There are also some troubling arguments offered by the government in the indictment. They suggest, for instance, that Megaupload shouldn’t be eligible for “safe harbor” under the Digital Millennium Copyright Act because though the firm would disable specific URLs linking to “infringing content” upon notice by copyright owners, it did not remove the underlying file entirely. (Megaupload was designed, like many other cloud storage services, to only keep one underlying copy of a file that many different users had uploaded, though it would create a different virtual address for each user’s “own” instance of the file.) This may sound like shameless flouting of the DMCA takedown process, but it’s a bit more complicated than that, because in reality “infringing content” is something of a misnomer. Content is content. It’s what you do with it that infringes copyright.
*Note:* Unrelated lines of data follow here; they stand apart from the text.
PR #1643, opened 2022-06-16
feat: adds webhook messages at intervals

hughy:
## Summary

defines methods for fetching pool status information and emits status information to webhooks at interval

- sends message to webhooks before attempting to send transaction
- changes message in transaction success to indicate transaction created, but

Just about everyone’s hard drive these days is full of copyrighted music in MP3 format. But it isn’t necessarily “infringing content.” In my case, it’s music I’ve downloaded from legal venues like the iTunes store or ripped from CDs I purchased back when one still bought music in shiny-plastic-disc form. Many people will put their legal MP3 files in a private Dropbox folder, or some other cloud storage service, so they can access the music from the office as well as their home desktops, or from their networked mobile devices. Creating a public link to those files, and distributing them to anyone on the Internet who wants them, would clearly be copyright infringement. But that doesn’t mean the files themselves are suddenly “infringing content,” and it doesn’t mean that every user should lose his own access to the same files because other users tried to publicly distribute them.
This is another reason the takedown-before-trial model is disturbing. Again, there’s strong evidence in the indictment that Megaupload’s conduct here was anything but innocent. But now imagine some other cloud storage site that comes under the crosshairs of the government or content industries. As I suggest above, they might have very good reason for only disabling specific, publicly distributed links to a copyrighted file in response to a takedown notice, rather than cutting off access to every user who has remotely stored the file, regardless of how they’re using it. At a trial, they’d get to explain that. If the site is shut down before its operators have an opportunity to even make the argument … well, that doesn’t bode well for investment in innovative cloud services.